▶ _Your assignment_
Below are the records; how many of their lines contain "avoid"? Reply only with that figure.

Stored items
++++
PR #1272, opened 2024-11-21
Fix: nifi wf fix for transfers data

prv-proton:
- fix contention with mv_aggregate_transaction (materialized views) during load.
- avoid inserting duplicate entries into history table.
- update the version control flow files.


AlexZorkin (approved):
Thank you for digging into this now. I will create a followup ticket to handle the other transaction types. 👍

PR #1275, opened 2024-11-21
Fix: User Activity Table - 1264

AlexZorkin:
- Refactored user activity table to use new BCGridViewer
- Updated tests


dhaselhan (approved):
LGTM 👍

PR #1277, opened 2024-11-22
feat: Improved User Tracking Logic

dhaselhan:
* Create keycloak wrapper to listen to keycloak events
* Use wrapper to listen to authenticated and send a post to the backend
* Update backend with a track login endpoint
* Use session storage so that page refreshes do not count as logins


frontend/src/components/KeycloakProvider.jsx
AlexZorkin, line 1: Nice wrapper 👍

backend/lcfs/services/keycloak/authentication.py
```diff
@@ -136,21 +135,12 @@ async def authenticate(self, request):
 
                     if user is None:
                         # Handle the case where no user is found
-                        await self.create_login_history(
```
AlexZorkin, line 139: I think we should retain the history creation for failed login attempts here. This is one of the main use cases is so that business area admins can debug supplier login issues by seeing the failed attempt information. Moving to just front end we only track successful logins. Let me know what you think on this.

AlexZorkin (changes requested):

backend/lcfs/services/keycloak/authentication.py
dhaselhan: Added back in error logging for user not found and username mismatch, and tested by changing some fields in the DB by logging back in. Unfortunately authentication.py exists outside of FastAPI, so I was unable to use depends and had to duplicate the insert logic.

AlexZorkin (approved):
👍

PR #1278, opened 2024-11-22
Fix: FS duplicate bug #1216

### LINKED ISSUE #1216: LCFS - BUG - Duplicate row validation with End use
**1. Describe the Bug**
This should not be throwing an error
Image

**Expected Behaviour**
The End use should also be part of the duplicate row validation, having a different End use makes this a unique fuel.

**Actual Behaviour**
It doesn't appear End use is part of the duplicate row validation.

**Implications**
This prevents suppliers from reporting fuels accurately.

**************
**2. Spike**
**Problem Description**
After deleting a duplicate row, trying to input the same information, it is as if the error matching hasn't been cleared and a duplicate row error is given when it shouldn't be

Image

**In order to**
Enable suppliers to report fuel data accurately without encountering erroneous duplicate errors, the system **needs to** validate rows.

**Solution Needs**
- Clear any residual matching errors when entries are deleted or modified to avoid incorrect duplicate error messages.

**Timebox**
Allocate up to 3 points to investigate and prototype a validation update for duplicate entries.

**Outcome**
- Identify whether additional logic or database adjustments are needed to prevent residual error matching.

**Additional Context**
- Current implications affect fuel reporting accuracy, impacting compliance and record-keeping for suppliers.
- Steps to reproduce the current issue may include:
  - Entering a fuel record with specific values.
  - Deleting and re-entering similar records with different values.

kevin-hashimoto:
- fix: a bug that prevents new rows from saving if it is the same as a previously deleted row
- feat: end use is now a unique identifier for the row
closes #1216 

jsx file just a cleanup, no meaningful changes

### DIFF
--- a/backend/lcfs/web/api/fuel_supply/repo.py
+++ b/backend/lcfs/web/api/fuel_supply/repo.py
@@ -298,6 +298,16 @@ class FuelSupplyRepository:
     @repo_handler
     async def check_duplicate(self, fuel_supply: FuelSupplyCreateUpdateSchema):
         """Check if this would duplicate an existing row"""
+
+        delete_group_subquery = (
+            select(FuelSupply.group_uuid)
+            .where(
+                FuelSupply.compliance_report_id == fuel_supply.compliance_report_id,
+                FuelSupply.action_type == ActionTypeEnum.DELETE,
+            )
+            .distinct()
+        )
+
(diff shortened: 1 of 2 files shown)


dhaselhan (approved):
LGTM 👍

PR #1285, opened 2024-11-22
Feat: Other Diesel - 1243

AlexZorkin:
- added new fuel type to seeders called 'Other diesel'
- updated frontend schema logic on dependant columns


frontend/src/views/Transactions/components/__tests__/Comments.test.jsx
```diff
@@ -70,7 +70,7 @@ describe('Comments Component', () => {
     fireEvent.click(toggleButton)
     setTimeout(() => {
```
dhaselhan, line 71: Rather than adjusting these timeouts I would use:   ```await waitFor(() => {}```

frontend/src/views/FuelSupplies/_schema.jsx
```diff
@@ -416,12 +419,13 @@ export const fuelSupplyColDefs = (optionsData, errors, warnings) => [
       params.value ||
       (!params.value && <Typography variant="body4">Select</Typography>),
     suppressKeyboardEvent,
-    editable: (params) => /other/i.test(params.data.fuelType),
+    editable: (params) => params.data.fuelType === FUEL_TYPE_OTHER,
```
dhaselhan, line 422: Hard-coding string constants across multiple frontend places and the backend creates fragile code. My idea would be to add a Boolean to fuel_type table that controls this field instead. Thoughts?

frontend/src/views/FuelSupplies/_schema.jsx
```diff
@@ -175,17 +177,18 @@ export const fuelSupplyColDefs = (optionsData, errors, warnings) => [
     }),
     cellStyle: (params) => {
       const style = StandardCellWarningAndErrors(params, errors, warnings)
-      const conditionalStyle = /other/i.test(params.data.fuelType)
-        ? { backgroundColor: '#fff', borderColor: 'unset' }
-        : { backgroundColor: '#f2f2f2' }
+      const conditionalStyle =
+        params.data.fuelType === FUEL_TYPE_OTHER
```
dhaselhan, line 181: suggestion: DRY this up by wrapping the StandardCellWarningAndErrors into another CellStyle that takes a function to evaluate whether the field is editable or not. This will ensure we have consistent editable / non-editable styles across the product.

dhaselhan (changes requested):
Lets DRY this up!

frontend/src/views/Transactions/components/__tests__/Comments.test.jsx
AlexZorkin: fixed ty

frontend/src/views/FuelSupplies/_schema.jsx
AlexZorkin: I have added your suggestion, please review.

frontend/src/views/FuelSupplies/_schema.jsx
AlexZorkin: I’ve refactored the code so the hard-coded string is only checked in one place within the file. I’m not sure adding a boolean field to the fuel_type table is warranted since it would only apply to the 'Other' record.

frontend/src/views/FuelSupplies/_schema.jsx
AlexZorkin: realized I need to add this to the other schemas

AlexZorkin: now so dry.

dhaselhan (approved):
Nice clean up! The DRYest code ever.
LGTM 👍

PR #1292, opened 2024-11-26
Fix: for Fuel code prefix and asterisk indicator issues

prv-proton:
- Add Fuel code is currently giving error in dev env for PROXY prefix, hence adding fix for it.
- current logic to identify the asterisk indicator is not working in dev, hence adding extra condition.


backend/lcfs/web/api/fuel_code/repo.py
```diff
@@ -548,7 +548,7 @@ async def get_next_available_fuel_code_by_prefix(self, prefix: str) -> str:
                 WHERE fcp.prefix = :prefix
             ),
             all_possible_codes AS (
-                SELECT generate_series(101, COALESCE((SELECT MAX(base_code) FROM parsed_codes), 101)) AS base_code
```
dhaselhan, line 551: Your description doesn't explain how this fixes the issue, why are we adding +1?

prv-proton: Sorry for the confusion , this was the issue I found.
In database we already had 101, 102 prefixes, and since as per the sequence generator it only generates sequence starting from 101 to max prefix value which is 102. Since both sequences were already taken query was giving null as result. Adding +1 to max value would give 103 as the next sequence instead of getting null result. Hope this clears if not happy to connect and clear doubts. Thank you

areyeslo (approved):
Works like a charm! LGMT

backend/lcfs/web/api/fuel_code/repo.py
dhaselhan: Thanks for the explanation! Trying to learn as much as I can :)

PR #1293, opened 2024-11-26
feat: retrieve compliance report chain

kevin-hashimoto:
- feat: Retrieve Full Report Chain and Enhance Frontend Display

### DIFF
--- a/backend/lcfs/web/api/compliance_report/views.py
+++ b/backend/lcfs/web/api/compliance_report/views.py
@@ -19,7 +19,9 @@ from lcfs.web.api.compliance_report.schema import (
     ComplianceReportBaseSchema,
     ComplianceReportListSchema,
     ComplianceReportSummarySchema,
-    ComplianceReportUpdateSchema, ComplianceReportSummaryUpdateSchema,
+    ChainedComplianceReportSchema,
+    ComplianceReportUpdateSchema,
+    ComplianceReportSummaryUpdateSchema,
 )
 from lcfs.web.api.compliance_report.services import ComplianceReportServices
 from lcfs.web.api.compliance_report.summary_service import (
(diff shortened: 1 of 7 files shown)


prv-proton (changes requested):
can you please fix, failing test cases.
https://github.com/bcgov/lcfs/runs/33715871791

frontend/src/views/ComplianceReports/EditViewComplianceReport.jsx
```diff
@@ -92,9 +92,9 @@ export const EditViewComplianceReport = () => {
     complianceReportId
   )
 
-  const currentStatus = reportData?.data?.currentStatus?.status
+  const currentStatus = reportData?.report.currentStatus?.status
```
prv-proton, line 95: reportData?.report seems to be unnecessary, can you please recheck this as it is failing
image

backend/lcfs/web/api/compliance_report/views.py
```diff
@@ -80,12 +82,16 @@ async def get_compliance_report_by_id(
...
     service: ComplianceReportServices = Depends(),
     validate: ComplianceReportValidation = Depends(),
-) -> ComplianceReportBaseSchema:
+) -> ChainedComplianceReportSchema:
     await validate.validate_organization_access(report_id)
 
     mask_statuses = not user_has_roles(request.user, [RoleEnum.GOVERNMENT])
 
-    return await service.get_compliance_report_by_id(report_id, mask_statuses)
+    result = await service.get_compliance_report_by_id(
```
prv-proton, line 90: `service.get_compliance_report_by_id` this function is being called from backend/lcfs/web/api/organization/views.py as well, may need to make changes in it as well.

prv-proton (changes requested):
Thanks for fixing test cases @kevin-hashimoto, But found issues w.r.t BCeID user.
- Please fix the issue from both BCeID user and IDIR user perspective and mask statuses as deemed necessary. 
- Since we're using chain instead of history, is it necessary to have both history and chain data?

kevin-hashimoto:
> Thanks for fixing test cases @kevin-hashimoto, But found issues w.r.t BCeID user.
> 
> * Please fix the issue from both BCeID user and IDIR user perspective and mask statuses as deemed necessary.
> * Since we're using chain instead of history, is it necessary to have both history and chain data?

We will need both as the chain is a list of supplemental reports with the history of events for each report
++++
▶ _Problem solution_
2